◆ **What to work on**:
Your response should reproduce every line of the entries that contains the word "apparently".

*** Begin section ***

PR #411, opened 2018-04-12
Add Serialization option

yellow1912:
Serialization option is necessary for setting the type of serialization
to use for redis.

This is simply a new commit with all the code taken from PR#199 using
the latest code of SncRedisBundle on branch 2.1

### DIFF
--- a/DependencyInjection/Configuration/Configuration.php
+++ b/DependencyInjection/Configuration/Configuration.php
@@ -114,6 +114,7 @@ class Configuration implements ConfigurationInterface
                                     ->scalarNode('read_write_timeout')->defaultNull()->end()
                                     ->booleanNode('iterable_multibulk')->defaultFalse()->end()
                                     ->booleanNode('throw_errors')->defaultTrue()->end()
+                                    ->scalarNode('serialization')->defaultValue("default")->end()
                                     ->scalarNode('profile')->defaultValue('default')
                                     ->end()
                                     ->scalarNode('cluster')->defaultNull()->end()
--- a/DependencyInjection/Configuration/Configuration.php
+++ b/DependencyInjection/Configuration/Configuration.php
@@ -114,7 +114,7 @@ class Configuration implements ConfigurationInterface
                                     ->scalarNode('read_write_timeout')->defaultNull()->end()
                                     ->booleanNode('iterable_multibulk')->defaultFalse()->end()
                                     ->booleanNode('throw_errors')->defaultTrue()->end()
-                                    ->scalarNode('serialization')->defaultValue("default")->end()
+                                    ->scalarNode('serialization')->defaultValue('default')->end()
                                     ->scalarNode('profile')->defaultValue('default')
                                     ->end()
                                     ->scalarNode('cluster')->defaultNull()->end()
--- a/DependencyInjection/SncRedisExtension.php
+++ b/DependencyInjection/SncRedisExtension.php
@@ -442,11 +442,10 @@ class SncRedisExtension extends Extension
      */
     public function loadSerializationType($type)
     {
-        // not using constants, because it would fail if phpredis extension is not enabled
         $types = array(
-            'none' => 0, // \Redis::SERIALIZER_NONE,
-            'php' => 1,  // \Redis::SERIALIZER_PHP,
-            'igbinary' => 2 // \Redis::SERIALIZER_IGBINARY
+            'none' => \Redis::SERIALIZER_NONE,
+            'php' => \Redis::SERIALIZER_PHP,
+            'igbinary' => \Redis::SERIALIZER_IGBINARY
         );
 
         // allow user to pass in default serialization in which case we should automatically decide for them
--- a/DependencyInjection/SncRedisExtension.php
+++ b/DependencyInjection/SncRedisExtension.php
@@ -444,17 +444,13 @@ class SncRedisExtension extends Extension
     {
         // not using constants, because it would fail if phpredis extension is not enabled
         $types = array(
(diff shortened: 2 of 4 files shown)


curry684:
To save us some reviewing effort (see https://github.com/snc/SncRedisBundle/pull/297#issuecomment-377315792 as well), could you explain briefly the improvements over #297 and why you based on #199 instead?

DependencyInjection/Configuration/Configuration.php
```diff
@@ -114,6 +114,7 @@ private function addClientsSection(ArrayNodeDefinition $rootNode)
                                     ->scalarNode('read_write_timeout')->defaultNull()->end()
                                     ->booleanNode('iterable_multibulk')->defaultFalse()->end()
                                     ->booleanNode('throw_errors')->defaultTrue()->end()
+                                    ->scalarNode('serialization')->defaultValue("default")->end()
```
curry684: String constants should be in single quotes unless using interpolation.

DependencyInjection/SncRedisExtension.php
```diff
@@ -427,7 +433,43 @@ protected function loadSwiftMailer(array $config, ContainerBuilder $container)
...
+     * @throws InvalidConfigurationException
+     */
+    public function loadSerializationType($type)
+    {
+        // not using constants, because it would fail if phpredis extension is not enabled
+        $types = array(
+            "none" => 0, // \Redis::SERIALIZER_NONE,
+            "php" => 1,  // \Redis::SERIALIZER_PHP,
+            "igbinary" => 2 // \Redis::SERIALIZER_IGBINARY
+        );
```
curry684: Given the dependency on these constants, why can it even be invoked if phpredis is not loaded?

Also single quotes   ;)

DependencyInjection/SncRedisExtension.php
```diff
@@ -427,7 +433,43 @@ protected function loadSwiftMailer(array $config, ContainerBuilder $container)
...
+
+        // allow user to pass in default serialization in which case we should automatically decide for them
+        if ('default' == $type) {
+            if (defined('HHVM_VERSION')) {
```
curry684: We dropped HHVM support so can drop this even if basing on 2.1 as far as I'm concerned.

Tests/DependencyInjection/SncRedisExtensionTest.php
```diff
@@ -308,6 +308,41 @@ public function testClientReplicationOption()
...
+    public function testLoadSerializationType()
+    {
+        $extension = new SncRedisExtension();
+        $config = $this->parseYaml($this->getSerializationYamlConfig());
+        $extension->load(array($config), $container = $this->getContainer());
+        $options = $container->getDefinition('snc_redis.client.default_options')->getArgument(0);
+        $serializationType = $extension->loadSerializationType($options['serialization']);
+        $this->assertTrue(is_integer($serializationType));
+
+        if (defined('HHVM_VERSION')) {
```
curry684: Same here - it's a new feature so don't need to support HHVM for BC.

DependencyInjection/SncRedisExtension.php
yellow1912: Do you mean to say that we should use  this instead?

$types = array(
            'none' => 0, \Redis::SERIALIZER_NONE,
            'php' => 1,  \Redis::SERIALIZER_PHP,
            'igbinary' => 2 \Redis::SERIALIZER_IGBINARY
        );

DependencyInjection/SncRedisExtension.php
yellow1912: understood, I can remove hvvm part

Tests/DependencyInjection/SncRedisExtensionTest.php
yellow1912: will remove now

yellow1912:
Let me close #297, the reason is that it was from an older version, and since then I made some more changes that shouldn't be in the PR. 

Regarding the other changes you commented I will update now.

Regarding #199, it's minor:
1. Instead of loading all types then check if we support the specific type with loadSerializationTypes, I use loadSerializationType to detect best serialization type to use
2. The default serialization is not none, if no serialization specified it will use try to detect. This will make this change to work nicely with current applications, otherwise you will have to force clean cache after upgrade because the default was not none I believe.

DependencyInjection/SncRedisExtension.php
curry684: The comment says we're using the integers instead of the constants as they would fail if phpredis is not loaded, but in that case the serialization wouldn't work anyway, so how come we have to account for it?

yellow1912:
@curry684 I made all the changes, the only thing left is your comment regarding "Given the dependency on these constants, why can it even be invoked if phpredis is not loaded?". I was unsure what you meant.

yellow1912:
I have updated the code to use Redis class constants directly as per your request.

curry684:
Tests failing on:
```
1) Snc\RedisBundle\Tests\DependencyInjection\SncRedisExtensionTest::testLoadSerializationType
Error: Undefined class constant 'SERIALIZER_IGBINARY'
```
It's apparently optional: https://github.com/phpredis/phpredis/issues/588

Can you fix it so the code is compatible with IGBINARY support missing as it apparently is on Travis?

yellow1912:
Perhaps that was the reason why the hardcoded integer was used instead of the constant, but I think I can fix it.

curry684:
There are [cleaner ways](http://php.net/manual/en/function.constant.php) than hardcoding external integers out of our control   ;)

curry684:
Merged, thanks!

*** End section ***

◆ **Response to this exercise**:
It's apparently optional: https://github.com/phpredis/phpredis/issues/588
Can you fix it so the code is compatible with IGBINARY support missing as it apparently is on Travis?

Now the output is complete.